Many had feared U.S. tariffs on $200 billion worth of Chinese imports would rise to 25 per cent from 10 per cent if no deal was reached by then.

European stock indexes also strengthened, with a region-wide index at a four-month high.

Gains in material companies pulled higher Canada’s main stock index on Wednesday, as gold prices rose on hopes of a trade deal between the United States and China.

The Toronto Stock Exchange’s S&P/TSX composite index was unofficially up 93.80 points, or 0.59 per cent, at 16,031.24.

The materials sector, which includes precious and base metals miners and fertilizer companies, added 0.95 per cent as gold futures rose..

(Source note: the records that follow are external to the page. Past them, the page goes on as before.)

Issue #664, opened 2022-08-04
v7.2.0-beta.2 doesn't accept turbo streams of `remove` action without a `template` child element


marcelolx:
In the latest beta release, we have seen the following error when we send a turbo-stream targeting an element to be removed from the DOM

```
Uncaught Error: <turbo-stream action="remove" target="target_element_here">: first child element must be a <template> element
    at HTMLElement.raise (turbo.es2017-esm.js:6517:1)
    at HTMLElement.get (turbo.es2017-esm.js:6497:1)
    at importStreamElements (turbo.es2017-esm.js:1036:1)
    at new StreamMessage (turbo.es2017-esm.js:1008:1)
    at Function.wrap (turbo.es2017-esm.js:1015:1)
    at StreamObserver.receiveMessageHTML (turbo.es2017-esm.js:4248:1)
    at StreamObserver.receiveMessageEvent (turbo.es2017-esm.js:4168:1)
    at TurboCableStreamSourceElement.dispatchMessageEvent (cable_stream_source_element.js:99:1)
    at subscriptions.js:128:1
    at Array.map (<anonymous>)
```

It seems that it is caused by the changes made in https://github.com/hotwired/turbo/pull/660 because now [here](https://github.com/hotwired/turbo/blob/main/src/core/streams/stream_message.ts#L25) we do access the `.templateElement` which does [raise an error](https://github.com/hotwired/turbo/blob/main/src/elements/stream_element.ts#L111-L116) if the child isn't a `template` element, but as we know the `remove` action doesn't require a child element https://turbo.hotwired.dev/reference/streams#remove

dhh:
Solved by #665

PR #665, opened 2022-08-04
Make `StreamElement.templateElement` more flexible

seanpdoyle:
Prior to this commit, the `StreamElement.templateElement` property would
raise an error if it were called without a `<template>` descendant.

However, a `<turbo-stream action="remove">` element without a descendant
`<template>` element is valid and supported.

When called on a `<turbo-stream>` that has a `firstElementChild` that
_is not_ a `<template>` element will continue to raise an exception.

When called without _any_ child elements,
`StreamElement.templateElement` will create and append a `<template>`
element.

Since listeners to the `turbo:before-stream-render` event now have
access to the `StreamElement` creating, appending, and returning a
`<template>` element will provide them with an opportunity to manipulate
the element from their event listener if they choose to.

### DIFF
--- a/src/elements/stream_element.ts
+++ b/src/elements/stream_element.ts
@@ -109,7 +109,11 @@ export class StreamElement extends HTMLElement {
    * Gets the main `<template>` used for rendering
    */
   get templateElement() {
-    if (this.firstElementChild instanceof HTMLTemplateElement) {
+    if (this.firstElementChild === null) {
+      const template = this.ownerDocument.createElement("template")
+      this.appendChild(template)
+      return template
+    } else if (this.firstElementChild instanceof HTMLTemplateElement) {
       return this.firstElementChild
     }
     this.raise("first child element must be a <template> element")
--- a/src/tests/functional/stream_tests.ts
+++ b/src/tests/functional/stream_tests.ts
@@ -40,6 +40,16 @@ test("test receiving a stream message with css selector target", async ({ page }
   assert.deepEqual(await messages3.allTextContents(), ["Third", "Hello CSS!"])
 })
 
+test("test receiving a message without a template", async ({ page }) => {
+  await page.evaluate(() =>
+    window.Turbo.renderStreamMessage(`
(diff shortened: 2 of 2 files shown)


davekaro:
This fixes https://github.com/hotwired/turbo/issues/664

marcelolx (approved):
You rock @seanpdoyle!

excid3:
Just ran into this as well. Any chance we could get a beta3 release with this?

seanpdoyle:
In the short-term, are you able to target https://github.com/hotwired/dev-builds/releases/tag/%40hotwired%2Fturbo%2Flatest or https://github.com/hotwired/dev-builds/releases/tag/%40hotwired%2Fturbo%2Fc4e0aba in your `package.json`?

excid3:
Sure can. 👍

marcelolx:
@excid3 if you're using turbo-rails see this message https://discord.com/channels/988103760050012160/988104775079968849/1006524274540023808

⬇️ (if you don't want to open discord)

> For those that want to test the beta 2 but are blocked because of this problem and may be waiting for a release (and depend on turbo-rails), we have a branch with Turbo updated to the latest release that is available in the dev-builds repo

> https://github.com/marcelolx/turbo-rails/tree/%40hotwired/turbo/c4e0aba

Teck Resources Ltd. jumped 5 per cent, while First Quantum Minerals Ltd. was up 3.2 per cent. Goldcorp Inc. and Methanex Corp. closed up 2.2 per cent and 2 per cent, respectively.

Barrick Gold rose 1.3 per cent after the miner outlined a plan to settle disputes between its Acacia Mining unit and Tanzania’s government.

Financial stocks jumped 0.9 per cent, led by a 3.7-per-cent rise in Fairfax Financial Holdings Inc. and 3.2-per-cent increase in Home Capital Group Inc. Laurentian Bank of Canada was up 2.1 per cent, while Manulife Financial finished 2 per cent higher.

Two of the index’s 11 major sectors were lower, including a 0.2-per-cent decline in the health care sector.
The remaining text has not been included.